» **The data**
PR #61, opened 2021-06-03
Dynamic client registration

blangley28:
Attempt to register the client with the PHA using [OAuth 2.0 Dynamic Client Registration Spec](https://datatracker.ietf.org/doc/html/rfc7591).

» **Exercise**
Would you print all of the material above exactly as written?

» **Response box**
PR #61, opened 2021-06-03
Dynamic client registration

blangley28:
Attempt to register the client with the PHA using [OAuth 2.0 Dynamic Client Registration Spec](https://datatracker.ietf.org/doc/html/rfc7591).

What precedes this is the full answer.